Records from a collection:
● ● ● ● ● ● ●

PR #2863, opened 2023-05-26
Remove vendor

xiao-jay:
fix #2858 #2841 
After Go 1.12,Go default use go modules,because Go modules have truly achieved reproducible builds，vender may will use offline build,but this requirement is likely the choice of a minority in volcano,So decide to delete the vendor in volcano.

### PR Describe：
1、delete vendor
2、[modify hack/verify-vendor.sh to hack/verify-gomod.sh ](https://github.com/volcano-sh/volcano/pull/2863/commits/aa28ac9b4dab8aa0cf790a4c645d09af36b61937)
```
➜  hack git:(remove-vendor) ✗ ./verify-gomod.sh
running 'go mod tidy' for repo root
SUCCESS: go.mod Verified.
```

PR #2917, opened 2023-06-15
Let the make manifest work properly

wangyang0616:
[Remove vendor #2863](https://github.com/volcano-sh/volcano/pull/2863) cleans up the vendor directory in the code warehouse, but some scripts in the CI project depend on part of the content in the local vendor. After the pr is merged, the CI operation fails.

The current pr fixes the problem of CI running failure:
1. When the make manifest is executed, the advanced go mod vendor builds locally. The current method may not be the optimal solution, but it can ensure the normal operation of CI first, and then consider the optimization of the make manifest
2. The generate-code check uses the script in the hack directory
3. verify-vendor.sh

### DIFF
--- a/Makefile
+++ b/Makefile
@@ -157,7 +157,6 @@ clean:
 verify:
 	hack/verify-gofmt.sh
 	hack/verify-gencode.sh
-	hack/verify-vendor.sh
 	hack/verify-vendor-licenses.sh
 
 lint: ## Lint the files
--- a/Makefile
+++ b/Makefile
@@ -102,6 +102,7 @@ generate-code:
 
 # Generate manifests e.g. CRD, RBAC etc.
 manifests: controller-gen
+	go mod vendor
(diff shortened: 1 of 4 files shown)


xiao-jay:
change suggestion 
1、https://github.com/volcano-sh/volcano/blob/master/hack/update-gencode.sh#L29
should change from `bash vendor/k8s.io/code-generator/generate-groups.sh` to `hack/generate-groups.sh`
because `hack/verify-gencode.sh` will exec `"${SCRIPT_ROOT}/hack/update-gencode.sh"`
2、https://github.com/volcano-sh/volcano/blob/master/Makefile#LL159C2-L159C23
sbould change form `hack/verify-vendor.sh` to `hack/verify-gomod.sh`

lowang-bh:
`update-gencode.sh` also rely on vendor. 

I think we need to search where vender is used and solve them. such as `verify-vendor-licenses.sh`, `hack/update-gencode.sh` and `hack/update-vendor-licenses.sh`.

Makefile
```diff
@@ -156,7 +157,6 @@ clean:
 verify:
 	hack/verify-gofmt.sh
 	hack/verify-gencode.sh
-	hack/verify-vendor.sh
```
hzxuzhonghu, line 159: why remove this verify

wangyang0616: This check is mainly to determine whether the vendor in the local directory is the latest version. 

The vendor directory has been removed from the code warehouse, so this check can also be removed

william-wang (approved):
/lgtm

Makefile
hzxuzhonghu: oh, good to know

PR #2922, opened 2023-06-18
add task status named ReleasingFailed

ycfnana:
if pod being terminating for long time because of zombie process，the task will be scheduled this node，and then this job may hang until the pod with zombie process killed force

### DIFF
--- a/pkg/scheduler/api/helpers.go
+++ b/pkg/scheduler/api/helpers.go
@@ -44,6 +44,8 @@ func getTaskStatus(pod *v1.Pod) TaskStatus {
 		if pod.DeletionTimestamp != nil &&
 			time.Now().Unix()-pod.DeletionTimestamp.Unix() <= gracePeriodSeconds {
 			return Releasing
+		} else if pod.DeletionTimestamp != nil {
+			return ReleasingFailed
 		}
 
 		return Running
@@ -51,6 +53,8 @@ func getTaskStatus(pod *v1.Pod) TaskStatus {
 		if pod.DeletionTimestamp != nil &&
 			time.Now().Unix()-pod.DeletionTimestamp.Unix() <= gracePeriodSeconds {
 			return Releasing
+		} else if pod.DeletionTimestamp != nil {
+			return ReleasingFailed
 		}
 
 		if len(pod.Spec.NodeName) == 0 {
@@ -71,7 +75,7 @@ func getTaskStatus(pod *v1.Pod) TaskStatus {
 // AllocatedStatus checks whether the tasks has AllocatedStatus
 func AllocatedStatus(status TaskStatus) bool {
 	switch status {
-	case Bound, Binding, Running, Allocated:
+	case Bound, Binding, Running, Allocated, ReleasingFailed:
 		return true
 	default:
 		return false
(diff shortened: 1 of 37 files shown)


hwdef:
How does this PR avoid the problems you raised?

ycfnana:
> How does this PR fix the problems you raised?

    job may be status pipelined when this case happens. if job request resource is future idle, it will be pipelined status, the releasing resource will be used in the way of the future idle.
    I think if the pod has something wrong with termimating process, it should be detected.  the process of pod terminating, will send signal TERM and wait pod.Spec.TerminationGracePeriodSeconds(default 30s) to send signal kill. I think pod terminating has something wrong if wait time exceed TerminationGracePeriodSeconds.
    however, I think this code will result in task status from Releasing to Running, it's not good but I have no idea to chang it to another status

hwdef:
From the code point of view, you just make the conditions for returning releasing more stringent

ycfnana:
> From the code point of view, you just make the conditions for returning releasing more stringent

my fault, its title is  vague. I'll update it
 I met a issue, pod always be Pending when one node has zombie pod and another node has enough reource, due to the relaesing status, I think waiting time larger than  TerminationGracePeriodSeconds it should not be releaseing, may happen something error,  its should be another status.

pkg/scheduler/api/helpers.go
```diff
@@ -33,15 +34,22 @@ func PodKey(pod *v1.Pod) TaskID {
...
+		if pod.DeletionTimestamp != nil &&
+			time.Now().Unix()-pod.DeletionTimestamp.Unix() <= gracePeriodSeconds {
 			return Releasing
 		}
 
 		return Running
 	case v1.PodPending:
-		if pod.DeletionTimestamp != nil {
+		if pod.DeletionTimestamp != nil &&
+			time.Now().Unix()-pod.DeletionTimestamp.Unix() <= gracePeriodSeconds {
```
hwdef, line 52: `time.Now().Unix()-pod.DeletionTimestamp.Unix()`will keep growing, If once the time point of less than or equal to is missed, then this judgment will always be false and will never return release. Is this what we want?

ycfnana: it means this pod is always exists with terminating status if `time.Now().Unix()-pod.DeletionTimestamp.Unix()`keep growing, resource cannot be freed. this resource is always allocated for scheduler.

ycfnana: > `time.Now().Unix()-pod.DeletionTimestamp.Unix()`will keep growing, If once the time point of less than or equal to is missed, then this judgment will always be false and will never return release. Is this what we want?

I think gracePeriodSeconds can set bigger,  it should be another status not "Running" status when waiting time bigger than gracePeriodSeconds, but I have no idea what status to set

hwdef: Sorry I don't think this is a perfect fix

ycfnana: I think should add a status  like "ReleaseFailed", in the code of resource calculation, it should be the same as Running. what do you think?

hwdef: @wangyang0616 
Can you help review this PR

ycfnana: yeah, I'll close it and fix it with add staus. when I finish it I'll reopen it again

Issue #2928, opened 2023-06-20
PodTopologySpread plugin violates maxSkew because pod is added twice in cache. 


Monokaix:
**What happened**:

● ● ● ● ● ● ●

Task prompt: Copy only this part of the entries above: the line with "lint: ## Lint the files", the line with "should change from", and the lines between, all exactly as written.

Task result:
 lint: ## Lint the files
--- a/Makefile
+++ b/Makefile
@@ -102,6 +102,7 @@ generate-code:
 
 # Generate manifests e.g. CRD, RBAC etc.
 manifests: controller-gen
+	go mod vendor
(diff shortened: 1 of 4 files shown)


xiao-jay:
change suggestion 
1、https://github.com/volcano-sh/volcano/blob/master/hack/update-gencode.sh#L29
should change from `bash vendor/k8s.io/code-generator/generate-groups.sh` to `hack/generate-groups.sh`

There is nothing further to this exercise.